Abstract

With the aging of our society comes a rising number of elderly patients with progressive degeneration of the spine associated with synovial cysts. Surgical treatment may be particularly challenging in elderly patients because of comorbidities. Patients treated in our department between 1999 and 2014 for spinal synovial cysts were screened. The 28 patients ≥75 years old were classified as elderly and were compared with 96 patients 50-74 years old. No patient underwent fusion as part of cyst resection. Despite a significantly higher frequency of muscle reflex changes in elderly patients at presentation, symptoms, cyst levels, rate of complications, and surgical method were not different between groups. Cyst adherence to the dura and subtotal resection were observed significantly more often in the elderly group (18% vs. 3%; P < 0.05).
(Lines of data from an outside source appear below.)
PR #643, opened 2019-08-19
Handle date with over 999999 microseconds

matthewdooler:
Fixes https://github.com/crsmithdev/arrow/issues/636

### DIFF
--- a/arrow/parser.py
+++ b/arrow/parser.py
@@ -2,7 +2,7 @@
 from __future__ import absolute_import, unicode_literals
 
 import re
-from datetime import datetime
+from datetime import datetime, timedelta
 
 from dateutil import tz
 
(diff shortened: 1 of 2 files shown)


tests/parser_tests.py
```diff
@@ -315,6 +315,12 @@ def test_parse_subsecond_rounding(self):
         self.assertEqual(self.parser.parse(string, format), self.expected)
         self.assertEqual(self.parser.parse_iso(string), self.expected)
 
+        # overflow (zero out the subseconds and increment the seconds)
```
jadchaar: Let's add a comment to denote that this is a regression test for issue https://github.com/crsmithdev/arrow/issues/636 so it can be referenced in the future if the issue reappears.

arrow/parser.py
```diff
@@ -275,15 +275,27 @@ def _build_datetime(parts):
...
-        return datetime(
-            year=parts.get("year", 1),
-            month=parts.get("month", 1),
-            day=parts.get("day", 1),
-            hour=hour,
-            minute=parts.get("minute", 0),
-            second=parts.get("second", 0),
-            microsecond=parts.get("microsecond", 0),
-            tzinfo=parts.get("tzinfo"),
+        microsecond = parts.get("microsecond", 0)
```
jadchaar: Let's add a comment here to denote that we are accounting for the rounding up to `1000000` so that future contributors are aware of the new functionality :).

matthewdooler:
@jadchaar thanks for the suggestions, does this look good now?

jadchaar:
Looks great now!

Since this is a sensitive change, I wanna pass it by @systemcatch as well before merging it in.

PR #647, opened 2019-08-22
Updated docs, revamped contributing section, added doc linting

jadchaar:


docs/conf.py
```diff
@@ -14,7 +14,7 @@
 
 # -- Project information -----------------------------------------------------
 
-project = "arrow"
+project = "Arrow 🏹"
```
systemcatch: Is it safe to have an emoji in the conf file?

jadchaar: It breaks as it is now when the docs are built with Python 2.7, but I fixed it by changing it to `u"Arrow 🏹"` :). Docs build and display very nicely!

PR #2464, opened 2020-03-13
Relperm diag no deck

joakim-hove:
Use the [EndpointScaling](https://github.com/OPM/opm-common/blob/master/opm/parser/eclipse/EclipseState/EndpointScaling.hpp) instead of `deck.hasKeyword("SCALESRC")` in the relperm diagnostic. *This reduces deck usage.*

Outcome according to the Oswestry Disability Index was classified as no disability or minimal disability in 85% of the elderly group and in 82% of the control group. Recurrent cyst and delayed fusion rates were lower in the elderly group (4% and 4%) compared with the control group (7% and 8%). The clinical course of elderly patients with surgical treatment of spinal synovial cysts did not differ compared with younger patients. Good or excellent results could be achieved and persisted for a long time in most cases. Fusion should be performed only in cases of severe instability. Nonaggressive cyst removal in cases of dural attachment enables low cerebrospinal fluid fistula rates without increasing cyst recurrence rates.